🤖 AI Summary
Existing ECG–text contrastive learning methods struggle to model fine-grained waveform features and diagnostic reasoning due to the absence of explicit waveform descriptions in clinical reports. To address this, we propose the first contrastive learning framework explicitly designed for ECG waveform feature completion and semantic alignment: (1) leveraging large language models (LLMs) to invert and reconstruct missing waveform semantics in reports; (2) constructing a waveform–text semantic similarity matrix to guide fine-grained contrastive learning; and (3) introducing a sigmoid-based multi-label loss function tailored to weakly supervised, multi-sign, multi-diagnosis scenarios. Evaluated on six benchmark datasets, our method achieves state-of-the-art zero-shot transfer and linear probe performance—marking the first work to enable waveform-level semantic alignment for interpretable, representation learning in ECG diagnosis.
📝 Abstract
Electrocardiograms (ECGs) are essential for diagnosing cardiovascular diseases.
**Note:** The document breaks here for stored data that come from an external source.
PR #939, opened 2023-11-17
Add gsoci.azurecr.io as push target

kubasobon:
Towards https://github.com/giantswarm/roadmap/issues/2895

### DIFF
--- a/main.go
+++ b/main.go
@@ -20,8 +20,8 @@ import (
 )
 
 var (
-	temporaryWorkingDir     = path.Join(os.TempDir(), "retagger")
 	skopeoSyncOutputPattern = regexp.MustCompile(`Would have copied image.*?from="docker://(.*?)[@:](.*?)".*`)
+	temporaryWorkingDir     = path.Join(os.TempDir(), "retagger")
 
 	flagLogLevel         string
 	flagExecutorCount    int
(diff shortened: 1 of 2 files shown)


main.go
```diff
@@ -33,9 +33,11 @@ const (
 	customizedImagesFile = "images/customized-images.yaml"
 	defaultPlatform      = "linux/amd64"
 	dockerTransport      = "docker://"
-	quayURL              = "quay.io/giantswarm"
-	aliyunURL            = "giantswarm-registry.cn-shanghai.cr.aliyuncs.com/giantswarm"
 	filteredFileSuffix   = ".filtered"
+
+	aliyunURL = "giantswarm-registry.cn-shanghai.cr.aliyuncs.com/giantswarm"
+	azureURL  = "gsoci.azurecr.io"
+	quayURL   = "quay.io/giantswarm"
```
piontec, line 40: for the time being, we also need to push to the old ACR, `giantswarm.azurecr.io`

piontec: Can we also make this configurable? We will have to change it a few times in the coming months, recompiling each time doesn't seem very appealing...

main.go
```diff
@@ -119,10 +122,13 @@ func (img *CustomImage) RetagUsingSHA() error {
 	if len(img.DockerfileExtras) == 0 {
 		source := fmt.Sprintf("%s%s@sha256:%s", dockerTransport, img.Image, img.SHA)
 		wg := sync.WaitGroup{}
-		wg.Add(2)
+		wg.Add(3)
 		// Quay
 		destination := fmt.Sprintf("%s%s/%s:%s", dockerTransport, quayURL, destinationName, destinationTag)
 		go copyImage(&wg, errorCounter, source, destination)
+		// AzureCR
```
piontec, line 129: Shouldn't we use `oci://` transport now?

kubasobon: I don't think so, no.

main.go
kubasobon: Sure, I can make it more configurable.

kubasobon: Actually, it would require similar effort. Let's talk offline

main.go
```diff
@@ -33,9 +33,11 @@ const (
 	customizedImagesFile = "images/customized-images.yaml"
 	defaultPlatform      = "linux/amd64"
 	dockerTransport      = "docker://"
-	quayURL              = "quay.io/giantswarm"
-	aliyunURL            = "giantswarm-registry.cn-shanghai.cr.aliyuncs.com/giantswarm"
 	filteredFileSuffix   = ".filtered"
+
+	aliyunURL = "giantswarm-registry.cn-shanghai.cr.aliyuncs.com/giantswarm"
+	azureURL  = "gsoci.azurecr.io"
```
marians, line 39: Should there be the `/giantswarm` suffix after `gsoci.azurecr.io`?

kubasobon: It should! Thank you!

PR #946, opened 2023-12-01
new image for cluster-api-ipam-provider-in-cluster 

jkremser:
weird version format so the `>=` wouldn't probably match this


glitchcrab (approved):

jkremser:
let's not merge yet actually, it looks like the image is missing because their pipeline is broken - https://github.com/kubernetes-sigs/cluster-api-ipam-provider-in-cluster/actions/runs/7060469599/job/19220064015 I will try to help them to fix it

glitchcrab:
i've assigned myself to the PR so that it doesn't get lost when Jiri leaves

glitchcrab:
i'm going to go ahead and merge this in

PR #948, opened 2023-12-07
Add new hugo images

MarcelMue:


MarcelMue:
I hope this is the correct way to update images currently, but didn't find any other info.

PR #951, opened 2023-12-11
Enable golang based on alpine 3.19

marians:


marians:
@kubasobon Any idea why this failed?

marians:
Obsolete because of https://github.com/giantswarm/retagger/pull/958

PR #954, opened 2023-12-19
add gravitational/teleport

ssyno:


anvddriesch (approved):

tuladhar:
@ssyno We might also need to re-tag `gravitational/teleport-distroless`

As mentioned in [teleport-kube-agent chart](https://github.com/giantswarm/teleport-kube-agent-app/blob/df393fd33fe5ac6b245dcecc60fc0bf8092ae605/helm/teleport-kube-agent/values.yaml#L212C1-L218C63) 
```
# Since version 13, hardened distroless images are used by default.
# You can use the deprecated debian-based images by setting the value to
# `public.ecr.aws/gravitational/teleport`. Those images will be
# removed with teleport 14.
image:
  repository: public.ecr.aws/gravitational/teleport-distroless
```

PR #955, opened 2023-12-20
limit runs to main branch

kubasobon:
Limits CircleCI jobs to `validate-images-yaml` on branches other than `main`.


piontec (approved):
LGTM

While previous ECG-text contrastive learning methods have shown promising results, they often overlook the incompleteness of the reports. Given an ECG, the report is generated by first identifying key waveform features and then inferring the final diagnosis through these features. Despite their importance, these waveform features are often not recorded in the report as intermediate results. Aligning ECGs with such incomplete reports impedes the model's ability to capture the ECG's waveform features and limits its understanding of diagnostic reasoning based on those features. To address this, we propose FG-CLEP (Fine-Grained Contrastive Language ECG Pre-training), which aims to recover these waveform features from incomplete reports with the help of large language models (LLMs), under the challenges of hallucinations and the non-bijective relationship between waveform features and diagnoses. Additionally, considering the frequent false negatives due to the prevalence of common diagnoses in ECGs, we introduce a semantic similarity matrix to guide contrastive learning. Furthermore, we adopt a sigmoid-based loss function to accommodate the multi-label nature of ECG-related tasks. Experiments on six datasets demonstrate that FG-CLEP outperforms state-of-the-art methods in both zero-shot prediction and linear probing across these datasets.